Below are some records; copy each line in them that contains "based".

[Start of Attachment]

PR #499, opened 2022-09-10
x64

Y-Less:
I could split this in to two PRs if people don't want to read through two bits of code.  It actually adds two things:

1. Config improvements:
- Save unknown legacy options from server.cfg, so they can still be used even if they aren't recognised.  Attempts to type them based on value.
- Add special case for reading `gamemode0` etc config options in pawn, since that needs to be converted to a string array access.
2. Building pawn with x64 support:
- The weird DB natives that return pointers won't work, but they're the only ones.
- amxfile now uses IDs instead of pointers for returned values when the pointers won't fit in.  I think this also fixes the use-after-close problems people were having, as a side-effect, but this isn't enabled on the 32-bit version by default.  It could be.  Edit: It now is, so this also fixes that unfixable bug.
- `OP_SWITCH` now uses a binary search.
- There is a caveat to this.  The 64-bit upgrade for 32-bit pawn is based on the work done upstream, which still stores the 64-bit pointers to the native implementations in the header as before.  But obviously they're now twice as wide, which means they take up twice as much space as is available.  This thus clobbers the pointers to the native's names, so once a script is loaded in 64-bit you can't look up a native by name.


AGraber:
I took the liberty to add some non-code changes that were required for keeping builds and GitHub CI working:

- Small fix on CMakeLists to avoid x86_64 builds matching the x86 part of the string resulting in -m32 being added to 64bit builds on Linux
- Changes to GitHub CI workflows to simplify them while adding x64 support to them as well

AmyrAhmady (approved):

PR #567, opened 2023-01-04
Implement (Start|Stop)RecordingPlayerData

WoutProvost:
See https://github.com/openmultiplayer/server-beta-old/issues/228 and https://github.com/openmultiplayer/server-beta-old/issues/215.

Analyzed recorded data with my [rec2csv tool](https://github.com/WoutProvost/samp-rec-to-csv) after implementation for both on foot and driver types. Seems fine.

Since the header is versioned (as was in SA-MP), we can always create a new `.rec` structure if we want to, and bump the version. Then we could even load in the data from old `.rec` files, convert it and write it out using our new format. But this is of course out of scope for this PR.


ksenonadv (changes requested):

Server/Components/Recordings/recordings_main.cpp
```diff
@@ -0,0 +1,229 @@
...
+		core->getPlayers().getPlayerConnectDispatcher().addEventHandler(this);
+		NetCode::Packet::PlayerFootSync::addEventHandler(*core, &onFootRecordingHandler);
+		NetCode::Packet::PlayerVehicleSync::addEventHandler(*core, &driverRecordingHandler);
+	}
+
+	void reset() override
+	{
+		for (IPlayer* player : core->getPlayers().entries())
+		{
+			queryExtension<IPlayerRecordingData>(player)->stop();
```
ksenonadv: Missing nullptr check here.

ksenonadv (changes requested):

SDK/include/Server/Components/Pawn/pawn.hpp
```diff
@@ -57,6 +58,7 @@ struct PawnLookup
 	IMenusComponent* menus = nullptr;
 	IObjectsComponent* objects = nullptr;
 	IPickupsComponent* pickups = nullptr;
+	IRecordingsComponent* recordings = nullptr;
```
Y-Less, line 61: I think this is an ABI break, but the whole lookup system is bad and I should change it (especially since we already have a robust flexible component lookup system).

WoutProvost: Any workaround now or is this PR still blocked because of this?

Y-Less: I'll double-check, as as pointed out on discord this shouldn't be a problem - it isn't in a public interface.

Y-Less:
I've merged this.  I originally wasn't sure because the ABI tool reported a break, but I have no clue why, and then #685 was opened with the same failure.  I'm going to make a third quick PR, just to try see the report output, but then I'll close this.

PR #595, opened 2023-01-10
Bug fixes in SDK/Include/

temajm:
Small corrections to the code :)

```Before doing the merger, the conflicts described in the TODO must be resolved.```

### CODE REVIEW

File: SDK/include/values.hpp [hunk 1]
```diff
@@ -9,7 +9,11 @@ constexpr int CLASS_POOL_SIZE = 320;
 constexpr int OBJECT_POOL_SIZE = 2000;
 constexpr int OBJECT_POOL_SIZE_037 = 1000;
 constexpr int MAX_WEAPON_SLOTS = 13;
-constexpr int MAX_VEHICLE_MODELS = 611 - 400 + 1;
+constexpr int MIN_COMPONENT_ID = 1000;
+constexpr int MAX_COMPONENT_ID = 1193;
```
Y-Less, line 13: It's not common for ranges in code to be inclusive like this.  A think a define for `1194` would be more idiomatic, and avoid some `+ 1`s (e.g. `MAX_COMPONENT_ID - MIN_COMPONENT_ID + 1`), but I'm not sure what the best name for it would be.

SDK/include/values.hpp
```diff
@@ -62,33 +66,33 @@ constexpr int MAX_GAMETEXT_STYLES = 16;
...
 {
-	ACTION = 1,
-	CROUCH = 2,
-	FIRE = 4,
-	SPRINT = 8,
-	SECONDARY_ATTACK = 16,
-	JUMP = 32,
-	LOOK_RIGHT = 64,
-	HANDBRAKE = 128,
+	ACTION = 0b1 << 0,
```
Y-Less: The `0b` is logically correct, but since everything is just `0b1` I think not using `1` is just visual clutter.

SDK/include/Server/Components/Vehicles/vehicle_colours.hpp
```diff
@@ -698,7 +698,7 @@ inline void getRandomVehicleColour(int modelid, int& colour1, int& colour2)
 	return getRandomVehicleColour(modelid, colour1, colour2, colour3, colour4);
 }
 
-inline uint32_t carColourIndexToColour(int index, uint32_t alpha = 0xFF)
+inline uint32_t carColourIndexToColour(int index, uint32_t alpha = 0xFF) // TODO: [Alpha] - is not used (and it seems that uint8_t is enough for this parameter)
```
Y-Less: So it isn't! The return should be:

```cpp
return vehicleColours[index] | alpha;
```

Y-Less:
Thanks, there are a few bad magic numbers in the code, thank you for looking at them.

temajm:
You can make the int index parameter of the carColourIndexToColour(int index, uint8_t alpha = 0xFF) function a uint8_t type and then the following check will not be needed (Or is it still important to use exactly int and check it for a range of 0 to 255?): 

image

SDK/include/values.hpp
temajm: I think this is unnecessary, and still the final index of the interval is useful (There are places where the interval is checked inclusive with the last index)

AmyrAhmady:
Please rebase your PR based on latest changes in repository if you are still willing to contribute to open.mp with these changes.
I'll have a look at them when it's ready

PR #623, opened 2023-01-30
Use `INVALID_VEHICLE_ID` for fail return of vehicles's functions

xunder-matth:


Alasnkz:
Why? They involve returning a player ID. Thus it should give an invalid player ID.

xunder-matth:
> Why? They involve returning a player ID. Thus it should give an invalid player ID.

That's a really good point. I don't know what I was thinking about, my bad.

PR #624, opened 2023-01-30
Validate `roll` in unoccupied sync

xunder-matth:


Server/Source/player_pool.hpp
```diff
@@ -1419,6 +1419,11 @@ struct PlayerPool final : public IPlayerPool, public NetworkEventHandler, public
 				return false;
 			}
 
+			if (std::fabs(1.0 - glm::length(unoccupiedSync.Roll)) >= 0.000001)
```
Southclaws: worth turning this magic number into a const and documenting the rationale behind the precision

NexiusTailer:
`direction` also must be validated, [see this](https://github.com/katursis/Pawn.RakNet/wiki/Unoccupied-sync-validity-checks).

There are two rules that the `roll` and `direction` vectors must comply with:
1. Range of values. `roll` and `direction` can be valid if they > -1.0 and < 1.0 (NaN values must be also discarded)
2. These vectors must be orthogonal to each other

So, the checks by the link above consider both things and cover all possible cases.

xunder-matth:
> `direction` also must be validated, [see this](https://github.com/katursis/Pawn.RakNet/wiki/Unoccupied-sync-validity-checks).

I validated `roll` because it can be abused to crash other players. I tried recreating crash with `direction` but I didn't get it to work. However looking at link you sent we should probably validate all data sent just to be sure it can't be exploited.

NexiusTailer:
> I validated `roll` because it can be abused to crash other players. I tried recreating crash with `direction` but I didn't get it to work.

Download any unoccupied ("quantum") crasher and check the basic ways of how they modified both direction and roll. Both of them can get any invalid values out of range (or even inside the range, but non-orthogonal) and they are all produce the same effects in the end for all streamed players (lite result is when the unoccupied vehicle just becomes invisible and more damage will occur if player are in spectating on this vehicle or surfing on it).

> However looking at link you sent we should probably validate all data sent just to be sure it can't be exploited.

I'm pretty sure that at least NaN/infinity cases cannot be achieved in omp server even now because iirc some filter for all float data was built-in somewhere while processing the sync. The checks that really needs to be added are actual ranges (-1.0 < roll/dir < 1.0) and orthogonal check for two arrays (vectors) to each other.

AGraber (commented):
Any reason for it to be `std::fabs(1.0 - glm::length(unoccupiedSync.Roll)) >= 0.000001` instead of `std::fabs(glm::length(unoccupiedSync.Roll)) > 1.0`? I'm rusty on all this stuff, but I just wanna know what's the deal behind that

AmyrAhmady (approved):

PR #648, opened 2023-03-18
Amir/changes

AmyrAhmady:
[return time in Move(Player)Object](https://github.com/openmultiplayer/open.mp/commit/3ee4d4e492628e4102fb0546b5785994eaa87d6f)
[lower priority for connect events in pawn comp](https://github.com/openmultiplayer/open.mp/commit/30f766517ad5d3781da4966f7e8bd51b1f459bad) (Because many player data are not initialized yet and people are using related pawn natives in OnPlayerConnect, like player object creation)
[port some security changes from samp 0.3.7](https://github.com/openmultiplayer/open.mp/commit/5518ab5b052766064cd92091078779a9094ab18e) (based on reversed samp server from 0.3.7)

### DIFF
--- a/.github/workflows/build.yml
+++ b/.github/workflows/build.yml
@@ -60,7 +60,7 @@ jobs:
       - name: Install latest conan
         run: |
           python -m pip install --upgrade pip
-          pip install conan
+          pip install -v "conan==1.57.0"
 
       - name: Generate build files
         run: |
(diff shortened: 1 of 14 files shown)


ksenonadv (approved):

IstuntmanI:
If I'm not wrong, the SA-MP Move(Player)Object functions aren't returning a float, but an int.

[End of Attachment]

• _Written solution_
- Save unknown legacy options from server.cfg, so they can still be used even if they aren't recognised.  Attempts to type them based on value.
- There is a caveat to this.  The 64-bit upgrade for 32-bit pawn is based on the work done upstream, which still stores the 64-bit pointers to the native implementations in the header as before.  But obviously they're now twice as wide, which means they take up twice as much space as is available.  This thus clobbers the pointers to the native's names, so once a script is loaded in 64-bit you can't look up a native by name.
Please rebase your PR based on latest changes in repository if you are still willing to contribute to open.mp with these changes.
[port some security changes from samp 0.3.7](https://github.com/openmultiplayer/open.mp/commit/5518ab5b052766064cd92091078779a9094ab18e) (based on reversed samp server from 0.3.7)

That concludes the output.